A few days after laying off over 20 people in its trade division, Houghton Mifflin Harcourt reported that revenue in the trade group rose 16% in the first quarter ended March 31, over the same period in 2016. Sales were $36.5 million, up from $31.7 million a year ago. The net loss in the division was cut to $4.1 million from $7.1 million.

HMH attributed the revenue increase to higher sales of the Whole30 Cookbook and Tools of Titans as well as to higher e-book sales and lower returns. The smaller loss was due in part to higher e-book sales, which provide higher margins.

For the entire company, sales rose 8% in the quarter, to $222 million, and the net loss was cut to $121 million from $165 million in the first period of 2016.
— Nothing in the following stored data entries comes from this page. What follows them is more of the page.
PR #1790, opened 2026-05-04
feat: nsc instance report for CSVs

nhalford:
This adds support for `nsc instance report` to create CSV output of usage reports. Requires a `--start` timestamp and optional `--end` (defaults to now otherwise).

Currently, filters are not supported, but they will be added as a next step.

### DIFF
--- a/internal/cli/cmd/cluster/generatereport.go
+++ b/internal/cli/cmd/cluster/generatereport.go
@@ -1,0 +1,249 @@
+// Copyright 2022 Namespace Labs Inc; All rights reserved.
+// Licensed under the Apache License, Version 2.0 (the "License");
+// you may not use this file except in compliance with the License.
+
+package cluster
+
+import (
+	"context"
+	"encoding/csv"
+	"io"
+	"os"
+	"strconv"
+	"time"
+
+	computev1beta "buf.build/gen/go/namespace/cloud/protocolbuffers/go/proto/namespace/cloud/compute/v1beta"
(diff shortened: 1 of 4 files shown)


internal/cli/cmd/cluster/generatereport.go
```diff
@@ -0,0 +1,138 @@
...
+		defer client.Close()
+
+		req := &computev1beta.GenerateReportRequest {
+			StartTime:	timestamppb.New(startTs),
+			EndTime: 	timestamppb.New(endTs),
+		}
+
+		resp, err := client.Usage.GenerateReport(ctx, req)
+		if err != nil {
+			return err
```
InverseIntegral: Might be nice to have a slightly nicer error here but not super important

internal/cli/cmd/cluster/generatereport.go
```diff
@@ -0,0 +1,138 @@
...
+			}
+		}
+		return nil
+	})
+
+	return cmd
+
+}
+
+func entryToCSVLine(entry *computev1beta.InstanceReportEntry) string {
```
InverseIntegral: You can make this a bit nicer by using a `encoding/csv` `Writer`: https://pkg.go.dev/encoding/csv#Writer

InverseIntegral (commented):
LGTM, just some minor suggestions

InverseIntegral (approved):
LGTM

PR #1800, opened 2026-05-12
Use intstr.Parse for update_strategy max_surge/max_unavailable

hugosantos:
## Summary

- Switches `max_surge` and `max_unavailable` parsing from `intstr.FromString` to `intstr.Parse` in stateless Deployment and DaemonSet rolling update configs.
- Allows integer values (e.g. `"0"`, `"1"`) in addition to percentage strings (e.g. `"25%"`). Previously plain integer strings failed at apply time with: `a valid percent string must be a numeric string followed by an ending '%'`.
- Bumps `api_version` to 160.

## Validation

- `go build ./internal/runtime/kubernetes/...`


annervisser (commented):
LGTM

PR #1855, opened 2026-07-03
base-image upload: add --from-file flag for local tar images

avdv:
Add a --from-file flag to `nsc base-image upload` that loads the source image from a local tar file (docker/podman save format) instead of pulling from a remote registry.

This is useful for images built locally with Podman or Nix that are not pushed to any registry:

    podman save localhost/worker-image:latest -o worker-image.tar
    nsc base-image upload --from-file worker-image.tar worker-image:latest

When --from-file is used, only the target tag argument is required (the source-image argument is omitted). Without --from-file, the original two-argument form is unchanged.

### DIFF
--- a/internal/cli/cmd/cluster/baseimage/upload_base_image.go
+++ b/internal/cli/cmd/cluster/baseimage/upload_base_image.go
@@ -55,6 +55,7 @@ func newUploadBaseImageCmd() *cobra.Command {
 		}
 
 		var img v1.Image
+		var index v1.ImageIndex
 
 		if *fromFile != "" {
 			fmt.Fprintf(console.Info(ctx), "Loading image from file: %s\n", *fromFile)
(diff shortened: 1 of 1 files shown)


internal/cli/cmd/cluster/baseimage/upload_base_image.go
```diff
@@ -80,38 +107,13 @@ func newUploadBaseImageCmd() *cobra.Command {
...
-			annotated := mutate.Annotations(img, annotations).(v1.Image)
-			if h, err = annotated.Digest(); err != nil {
-				return err
-			}
-
-			if err := remote.Write(targetRef, annotated, remoteOpts...); err != nil {
-				return err
-			}
-		default:
-			return fmt.Errorf("unsupported image type: %s", desc.MediaType)
```
avdv, line 114: Note, this switch statement was removed because it only worked for the Image case anyway (since `makeAnnotations(ctx, desc, *annotateWithDigest)` in the original code already called `desc.Image()` unconditionally which I think would return an error for indexes).

avdv: Disregard this, I looked a bit deeper and AFAIU this was working properly before. Adjusted to make it work again.

PR #1866, opened 2026-07-11
nsc: add optional remote execution to bazel setup

hugosantos:
## Summary

- Adds a hidden `nsc bazel setup` command with remote execution enabled by default.
- Supports `--remote=false` to configure remote caching and build events without adding remote execution flags to the generated bazelrc.

## Validation

- `go test ./internal/cli/cmd/cluster -count=1`
- `go build -o /tmp/nsc-foundation ./cmd/nsc`
- Verified the hidden command and `--remote` default through the built CLI help output.


InverseIntegral (commented):
LGTM

PR #1888, opened 2026-07-20
install: retry failed downloads

n-g:
## Summary

- retry installer HTTP requests up to three times after the initial attempt
- use exponential backoff on both PowerShell and curl-based installers
- download archives fully before extraction so retries discard partial responses
- retry latest-version lookup for nsc as well as package downloads

This applies the same fresh-download behavior used by the internal artifact downloader for mid-response failures such as the HTTP/2 stream errors covered by #1886.

## Testing

- `sh -n install/install.sh`
- `sh -n install/install_nsc.sh`
- `install/install.sh --dry_run --version 0.0.546`
- `install/install_nsc.sh --dry_run --version 0.0.546`
- `git diff --check`

PowerShell is not available in the local validation environment.

### DIFF
--- a/install/install.sh
+++ b/install/install.sh
@@ -102,7 +102,8 @@ do_install() {
   fi
 
   cd ${TEMP_DIR}
-  $sh_c "curl $ci_header --fail --location --progress-bar --user-agent install.sh \"${download_uri}\" | tar -xz"
+  $sh_c "curl $ci_header --fail --location --retry 3 --retry-all-errors --progress-bar --user-agent install.sh --output ns.tar.gz \"${download_uri}\""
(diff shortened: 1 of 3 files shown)


n-g:
Validated the PR installers on real Namespace instances:

- `linux/amd64:2x4`: `install_nsc.sh` installed and ran nsc v0.0.546 from an isolated directory; `install.sh` installed and ran ns v0.0.546 from an isolated directory.
- `windows/amd64:2x4`: `install_nsc.ps1` ran under Windows PowerShell 5.1, installed `nsc.exe`, `docker-credential-nsc.exe`, and `bazel-credential-nsc.exe`, and ran nsc v0.0.546 successfully.

Both test instances were destroyed after validation.

PR #1900, opened 2026-08-06
Skip empty keep-alive responses in bazel invocation report

InverseIntegral:
## Summary

- The server now sends an initial empty `StreamInvocationReportResponse` to flush response headers before long-running report generation (namespacelabs/internal#19094).
- Skip these zero-value responses in the CLI receive loop with `proto.Equal` so they do not produce spurious `{}` output.

## Validation

- `go build ./internal/cli/cmd/cluster/...`
- `go test ./internal/cli/cmd/cluster/...`


InverseIntegral:
No longer needed. The server now uses stream.Send(nil) which flushes HTTP/2 headers without sending any DATA frame, so the client never sees a spurious message.

PR #1913, opened 2026-08-17
nsc buck2: generate buckconfig for the bazel cache and remote execution

arianvp:
Adds `nsc buck2 cache setup`, `nsc buck2 setup` and `nsc cache buck2 setup`, which provision the same backends as their bazel counterparts and emit a [buck2_re_client] buckconfig.

buck2 has no credential helper mechanism, so these always request the static auth mode and embed a bearer token in http_headers.

Unlike bazel there is no --bazelrc equivalent to point at the result. The daemon builds its RE configuration at startup from on-disk config files only (BuckConfigBasedCells::parse_with_config_args with no config args), so a file passed with --config-file never reaches [buck2_re_client]. The default destination is therefore $HOME/.buckconfig.d/50-namespace, --buckconfig redirects it, and an explicit path buck2 would not read warns. [buck2_re_client] is also absent from DaemonStartupConfig, so a running daemon keeps its old configuration; the output tells you to run `buck2 killall`.

Two further buck2 quirks the generator works around:

  - buck2 rejects every URI scheme other than grpc, dns, ipv4 and ipv6, and takes TLS from a separate `tls` key, so grpcs:// endpoints are rewritten.
  - buck2's remote execution client fails to start without engine_address, so cache-only configurations point it at the cache endpoint.

Verified against a buck2 project: with the generated config in place, `buck2 build --remote-only` executes the action remotely (remote: 1) and a rebuild after `buck2 clean` serves it from the remote action cache (100% hits). A hybrid platform races local against remote, so the output explains why cheap actions still report as local.

### DIFF
--- a/cmd/nsc/cmd/register.go
+++ b/cmd/nsc/cmd/register.go
@@ -63,12 +63,14 @@ func RegisterCommands(root *cobra.Command) {
 	root.AddCommand(cluster.NewGitCheckoutCmd())                // nsc git-checkout [hidden]
 	root.AddCommand(private.NewInternalCmd())                   // nsc internal [hidden]
 	root.AddCommand(cluster.NewBazelCmd())
+	root.AddCommand(cluster.NewBuck2Cmd())
 	root.AddCommand(cluster.NewGradleCmd())
 	root.AddCommand(cluster.NewPantsCmd())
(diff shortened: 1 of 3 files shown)


arianvp:
P.S. My ideal end-state would be that buck2 will support bazel credential helpers so we can get rid of the static token. But that's follow-up work

PR #1914, opened 2026-08-18
nsc bazel: configure build results URL

hugosantos:
## Summary

- Adds a tenant-scoped `--bes_results_url` to the bazelrc generated by `nsc bazel setup`.
- Resolves the tenant from the same token used for Bazel setup and omits the URL when build events are disabled.

## Validation

- `GOWORK=off go test ./internal/fnapi ./internal/cli/cmd/cluster`


InverseIntegral (commented):
LGTM

PR #1928, opened 2026-08-20
nsc bazel: wait for cache readiness during setup

hugosantos:
## Summary

- Wait up to one minute for Bazel storage readiness in `nsc bazel cache setup` and `nsc bazel setup`.
- Probe authenticated gRPC endpoints with `GetCapabilities` and legacy HTTP cache endpoints through `/status`.

## Validation

- `go test ./internal/cli/cmd/cluster`
- `go test -race ./internal/cli/cmd/cluster -run 'TestWaitForBazel|TestParseBazel'`
- `go build -o /tmp/nsc-bazel-readiness ./cmd/nsc`
- `git diff --check`

### DIFF
--- a/go.mod
+++ b/go.mod
@@ -3,6 +3,7 @@ module namespacelabs.dev/foundation
 go 1.26.0
 
 require (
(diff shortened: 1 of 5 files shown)


InverseIntegral (commented):
LGTM

PR #1948, opened 2026-09-05
add `nsc build resolve` and `nsc build ssh`

MantasKontautas:


internal/cli/cmd/cluster/build_resolve.go
```diff
@@ -0,0 +1,159 @@
...
+			provided++
+		}
+		if *originInstance != "" {
+			provided++
+		}
+		if provided == 0 {
+			return fnerrors.BadInputError("one of --github_job, --buildkite_job, or --origin_instance is required")
+		}
+		if provided > 1 {
+			return fnerrors.BadInputError("workflow flags are mutually exclusive")
```
annervisser:
```suggestion
			return fnerrors.BadInputError("origin flags (--github_job, --buildkite_job, and --origin_instance) are mutually exclusive")
```

internal/cli/cmd/cluster/build_resolve.go
```diff
@@ -0,0 +1,159 @@
...
+	githubv1beta "namespacelabs.dev/integrations/proto/namespace/cloud/github/v1beta"
+)
+
+const buildRefAttachmentTypeURL = "namespacelabs.dev/internal/build/ref"
+
+func newBuildResolveCmd() *cobra.Command {
+	cmd := &cobra.Command{
+		Use:   "resolve",
+		Short: "Resolve container build references by origin.",
+		Args:  cobra.NoArgs,
```
annervisser: Add example for gh, bk, instance

(like https://github.com/namespacelabs/foundation/blob/8f53ba50b40d09b7dbcc14bea6023f39391d1f91/internal/cli/cmd/cluster/turborepo.go#L47-L48)

PR #1959, opened 2026-09-07
nsc: add Buck2 remote cache and execution setup

InverseIntegral:
## Key features

- Adds `nsc buck2 setup`, `nsc buck2 cache setup`, and `nsc cache buck2 setup`.
- Generates Buck2's `[buck2_re_client]` configuration in a location Buck2 reads at daemon startup.
- Supports remote execution, read-write caching, and read-only caching through the existing Bazel cache/execution APIs and readiness checks.
- Uses short-lived mTLS client certificates and direct Namespace endpoints by default, matching `nsc bazel rbe setup`; `--static` remains an explicit bearer-token fallback and `--token` implies it.
- Writes the combined client certificate/private-key PEM and generated buckconfig atomically with mode `0600`.
- Translates Namespace TLS endpoints to Buck2's address/TLS model and validates values that Buck2 would expand or parse unsafely.

## Verification

- `GIT_CONFIG_GLOBAL=/dev/null go test ./...`
- `go vet ./internal/cli/cmd/cluster ./cmd/nsc/...`
- Real Buck2 2025-12-01 remote-only build against Namespace using default mTLS: uncached action executed remotely (`remote: 1`).
- After `buck2 clean`, the same action was restored from Namespace's remote cache (`cached: 1`, `Cache hits: 100%`).
- Repeated the setup/build flow with explicit `--static`; the remote cache hit succeeded.
- Parsed the emitted combined PEM with OpenSSL and verified both the certificate chain and private key; generated config and credentials are mode `0600`.


InverseIntegral:
We've opted to use a unified command rather than a `buck2` specific one

PR #1391, opened 2023-08-10
fix(lib): display just one alert on login page

HejdaJakub:
* When the user is logged out from service-access, he/she can see the info alter about successfull log out. Then if the user try to log in again with incorrect credentials, another alert will be displayed, but the old one used to be still presented on login page.


mattjoke (approved):

HejdaJakub:
We want to avoid this situation:
Screenshot from 2023-08-10 12-44-25

PR #1397, opened 2023-08-16
feat(admin): added support for new role

mattjoke:
* new role PERUNADMINBA
* this role is the same as PERUNADMIN, but skips MFA
* regenerated openapi
* added 'PERUNADMINBA' description field to roles in en.json


libs/perun/services/src/lib/gui-auth-resolver.service.ts
```diff
@@ -89,82 +89,101 @@ export class GuiAuthResolver {
...
   isOnlySponsor(): boolean {
     return this.hasAtLeastOne(Role.SPONSOR);
   }
 
   isThisGroupAdmin(id: number): boolean {
-    return this.editableGroups.includes(id) || this.principalRoles.has(Role.PERUNADMIN);
+    return (
+      this.editableGroups.includes(id) ||
+      this.principalRoles.has(Role.PERUNADMIN) ||
+      this.principalRoles.has(Role.PERUNADMINBA)
```
xflord, line 139: Just a thought - how about replacing all of these checks for PERUNADMIN with the call of `isPerunAdmin()`. This way should we ever remove `PERUNADMINBA` or add another similar role, the number of necessary changes will be minimal.

xflord (approved):
Looks ok

libs/perun/services/src/lib/gui-auth-resolver.service.ts
mattjoke: I replaced it as much as I could, please check, if I haven't missed anything.

xflord: I think you got all of it. Have you also considered adding some readable text for the role in `en.json`? (the roles page component uses this)

bodnara (approved):

sarkapalkovicova (approved):

PR #1398, opened 2023-08-17
feat(admin): customizable items per page in dashboard tables

kofzera:


xflord (approved):
I would consider setting the default to 5 per page, but depends. What does @bodnara think

bodnara (approved):
I think is it fine like this.

PR #1399, opened 2023-08-18
fix(admin): notifications sending enabled control changed to toggle

kofzera:


xflord (changes requested):
Looks good, but part of the task was also to add a success notification when the 'sending setting' changes (similarly as a notification pops up when you add/remove entities). You can do this using the `NotificatorService`

kofzera:
> Looks good, but part of the task was also to add a success notification when the 'sending setting' changes (similarly as a notification pops up when you add/remove entities). You can do this using the `NotificatorService`

Somehow forgot about that, should be there now :smile:

apps/admin-gui/src/app/vos/components/notification-list/notification-list.component.ts
```diff
@@ -99,12 +108,14 @@ export class NotificationListComponent implements OnChanges, AfterViewInit {
         .setSendingEnabled({ mails: [applicationMail], enabled: false })
         .subscribe(() => {
           applicationMail.send = false;
+          this.notificator.showSuccess(this.disabledSendingMessage);
```
bodnara, line 111: Preferably use the `showInstantSuccess` method of the notificator. It handles the translation itself.

sarkapalkovicova:
In `add-edit-notification-dialog` is also used a checkbox. Shouldn't be here toggle too? @bodnara

bodnara:
> In `add-edit-notification-dialog` is also used a checkbox. Shouldn't be here toggle too? @bodnara

In this case checkbox is better option, since the action requires conformation (click on save button). In case of immediate action toggle is preferable.

sarkapalkovicova (approved):

PR #1401, opened 2023-08-21
feat(admin): modify user without role message

kofzera:
After logging-in of a user whose roles are only SELF or MEMBERSHIP a notice is displayed about this fact with button leading to user profile.


apps/admin-gui/src/app/users/pages/user-detail-page/user-dashboard/user-dashboard.component.ts
```diff
@@ -25,7 +25,7 @@ export class UserDashboardComponent implements OnInit {
   roles: { [key: string]: { [key: string]: Array<number> } } = {};
   userProfileUrl = '';
   roleNames: string[];
-  isOnlySelfRole = false;
+  isOnlySelfOrMembershipRole = false;
```
bodnara, line 28: I think we should also include the role `SPONSORSHIP`. Also choose more suitable name for this variable.

bodnara (approved):

PR #1403, opened 2023-08-22
feat(admin): check disabled and hidden dependencies for application items

HejdaJakub:
* Provide a warning message when trying to change source or destination attribute for items which are marked as hidden or disabled dependency for another form item.
* Display an error in dialog when trying to delete an item which is marked as hidden or disabled dependency for another form item (it used to throw an uncatched exception).

### DIFF
--- a/apps/admin-gui/src/app/shared/components/dialogs/edit-application-form-item-dialog/edit-application-form-item-dialog.component.ts
+++ b/apps/admin-gui/src/app/shared/components/dialogs/edit-application-form-item-dialog/edit-application-form-item-dialog.component.ts
@@ -1,6 +1,5 @@
 import { ChangeDetectorRef, Component, Inject, OnInit } from '@angular/core';
 import { MAT_DIALOG_DATA, MatDialogRef } from '@angular/material/dialog';
-import { TranslateService } from '@ngx-translate/core';
 import {
   ApplicationFormItem,
   AppType,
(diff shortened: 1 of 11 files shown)


apps/admin-gui/src/app/shared/components/dialogs/edit-application-form-item-dialog/edit-application-form-item-dialog.component.ts
```diff
@@ -145,6 +150,28 @@ export class EditApplicationFormItemDialogComponent implements OnInit {
...
+      this.warningMessage = this.translate.instant(
+        'DIALOGS.APPLICATION_FORM_EDIT_ITEM.DEPENDENCY_WARNING_MESSAGE',
+        {
+          dependency: hiddenDependencyForItem ? 'hidden' : 'disabled',
+          shortname: hiddenDependencyForItem
+            ? hiddenDependencyForItem.shortname
+            : disabledDependencyForItem.shortname,
+        }
+      );
+    }
```
bodnara, line 172: Little nit-picky but this way there are two unnecessary if-else conditions. Same goes for the deletion part.

bodnara (changes requested):
The way it works now when editing is that only one warning will be displayed. When both source/destination attributes are changed  both should have the warning.

bodnara (approved):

New HMH CEO Jack Lynch acknowledged that “this is a transitional time for HMH as we make the necessary operational changes to streamline the company.” Speaking about the trade division in a conference call with analysts, Lynch said he sees the group as "a point of pride for HMH and is a particular point of pride for me adding that with a strong backlist and current bestsellers, "this business provides ongoing potential for revenue generation both as a stand-alone segment in our portfolio and as a partner to our core K-12 business."

HMH reiterate that it expects to save $70 million to $80 million once the restructuring is completed, a process that could involve eliminating over 400 jobs, most of which would come in its educational division. HMH said “substantially all” of the reorganization will be completed by the end of 2017, with any remaining actions to be done by the end of 2018.